BEGIN MATERIAL FOR THIS EXERCISE

Issue #1070, opened 2019-07-04
Add storage test to promise-queries.spec.ts


axelchalon:
I removed the following test from `@polkadot/api/test/e2e/promise-queries.spec.ts` in https://github.com/polkadot-js/api/pull/1066, because the test used `existentialDeposit` to test the storage with a well-known value. However, `existentialDeposit` has since been moved to `consts`. The test needs to be rewritten to use another storage.

```js
describe('with plain type', () => {
    const EXISTENTIAL_DEPOSIT = 500;
    it('queries correct value', async () => {
      const existentialDeposit = await api.query.balances.existentialDeposit() as Balance;

      expect(existentialDeposit.toNumber()).toEqual(EXISTENTIAL_DEPOSIT);
    });

    it('queries correct value at a specified block', async () => {
      const header = await api.rpc.chain.getHeader() as Header;
      const existentialDepositAt = await api.query.balances.existentialDeposit.at(header.hash) as Balance;

      expect(existentialDepositAt.toNumber()).toEqual(EXISTENTIAL_DEPOSIT);
    });

    it('subscribes to query and get correct result', (done) => {
      return api.query.balances.existentialDeposit((existentialDeposit: Balance) => {
        expect(existentialDeposit.toNumber()).toEqual(EXISTENTIAL_DEPOSIT);
        done();
      });
    });

    it('queries correct hash', async () => {
      const hash = await api.query.balances.existentialDeposit.hash();

      expect(hash).toBeDefined();
    });

    it('gets correct key', async () => {
      const key = api.query.balances.existentialDeposit.key();
      const existentialDepositData = await api.rpc.state.getStorage(key) as Option<any>;
      const existentialDepositRPC = new Balance(existentialDepositData.unwrapOr(undefined));

      expect(existentialDepositRPC.toNumber()).toEqual(EXISTENTIAL_DEPOSIT);
    });

    it('queries correct size', async () => {
      const size = await api.query.balances.existentialDeposit.size();

      expect(size.toNumber()).not.toEqual(0);
    });
  });
```

amaurymartiny:
Putting P1, as these tests help a lot in whether the PRs we make are correct or not. I would love to see them back in master asap, it just doesn't feel right to remove tests

axelchalon:
I added the test back in my branch as I think Stefie's backward-compatibility PR (previously https://github.com/polkadot-js/api/pull/1068) will make the test continue to work
cc @Stefie

Stefie:
[...]

PR #1072, opened 2019-07-05
Switch from existentialDeposit to SessionIndex

Stefie:
Closes https://github.com/polkadot-js/api/issues/1070

### DIFF
--- a/packages/api/test/e2e/promise-queries.spec.ts
+++ b/packages/api/test/e2e/promise-queries.spec.ts
@@ -9,7 +9,7 @@ import { DerivedBalances } from '@polkadot/api-derive/types';
 import WsProvider from '@polkadot/rpc-provider/ws';
 import testingPairs from '@polkadot/keyring/testingPairs';
 import { LinkageResult } from '@polkadot/types/codec/Linkage';
-import { Balance, EventRecord, Header, Index, Option, ValidatorPrefs, Vector } from '@polkadot/types';
+import { Balance, EventRecord, Hash, Header, Index, Option, SessionIndex, ValidatorPrefs, Vector } from '@polkadot/types';
 
 import Api from './../../src/promise';
 
@@ -17,7 +17,7 @@ const ZERO = new BN(0);
 const WS_URL = 'ws://127.0.0.1:9944';
 // const WS_URL = 'wss://poc3-rpc.polkadot.io/';
 
-describe.skip('Promise e2e queries', () => {
+describe('Promise e2e queries', () => {
   const keyring = testingPairs({ type: 'ed25519' });
   let api: Api;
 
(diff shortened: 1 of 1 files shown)


packages/api/test/e2e/promise-queries.spec.ts
```diff
@@ -200,43 +200,42 @@ describe.skip('Promise e2e queries', () => {
...
+      const sessionIndexData = await api.rpc.state.getStorage(key) as Option<any>;
+      const sessionIndexRPC = new SessionIndex(sessionIndexData.unwrapOr(undefined));
 
-      expect(existentialDepositRPC.toNumber()).toEqual(EXISTENTIAL_DEPOSIT);
+      expect(sessionIndexRPC.toNumber()).toBeGreaterThanOrEqual(0);
     });
 
     it('queries correct size', async () => {
-      const size = await api.query.balances.existentialDeposit.size();
+      const size = await api.query.session.currentIndex.size();
```
amaurymartiny: hmm this test fails for me

```
Promise e2e queries › with plain type › queries correct size

    expect(received).not.toEqual(expected) // deep equality

    Expected: not 0

      238 |       const size = await api.query.session.currentIndex.size();
      239 | 
    > 240 |       expect(size.toNumber()).not.toEqual(0);
          |                                   ^
      241 |     });
      242 |   });
      243 | 

      at Object.toEqual (packages/api/test/e2e/promise-queries.spec.ts:240:35)
```

Stefie: which chain? And at which block?

I tested with 1.0 and substrate master and they were passing. I'll try with a fresh node.

amaurymartiny: latest master from 3h ago, fresh chain

amaurymartiny:
Also, this failing test has been hanging around since a while. I propose to just put `[]` to make it pass, as per the commented code.

```
Promise e2e queries › with double map type › queries correct value at a specified block

    expect(received).toEqual(expected) // deep equality

    Expected: undefined
    Received: []

      341 |       // TODO check: this will throw the error: Encoding for input doesn't match output, created 0x00 from 0x
      342 |       const eventTopicsAt = await api.query.system.eventTopics.at(header.hash, KEY1, KEY2);
    > 343 |       expect(eventTopicsAt).toEqual(undefined);
          |                             ^
      344 | 
      345 |       // const eventTopicsAt = await api.query.system.eventTopics.at(header.hash, KEY1, KEY2);
      346 |       // expect(eventTopicsAt.toJSON()).toEqual([]);

      at Object.toEqual (packages/api/test/e2e/promise-queries.spec.ts:343:29)

```

packages/api/test/e2e/promise-queries.spec.ts
Stefie: Ah, ok, ja, a fresh node during the first session it returns `0`

Stefie:
The double map type suite is failing on 1.0, but that's expected...

amaurymartiny:
> The double map type suite is failing on 1.0, but that's expected since `eventTopics` does not exist...

yeah... until we have something that says "if spec_version >= 123, then run double-map tests", I think there's nothing much to do.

END MATERIAL FOR THIS EXERCISE

# YOUR ASSIGNMENT
Lines that contain the string "undefined" should be copied from the material above.

# THE ANSWER
      const existentialDepositRPC = new Balance(existentialDepositData.unwrapOr(undefined));
+      const sessionIndexRPC = new SessionIndex(sessionIndexData.unwrapOr(undefined));
    Expected: undefined
    > 343 |       expect(eventTopicsAt).toEqual(undefined);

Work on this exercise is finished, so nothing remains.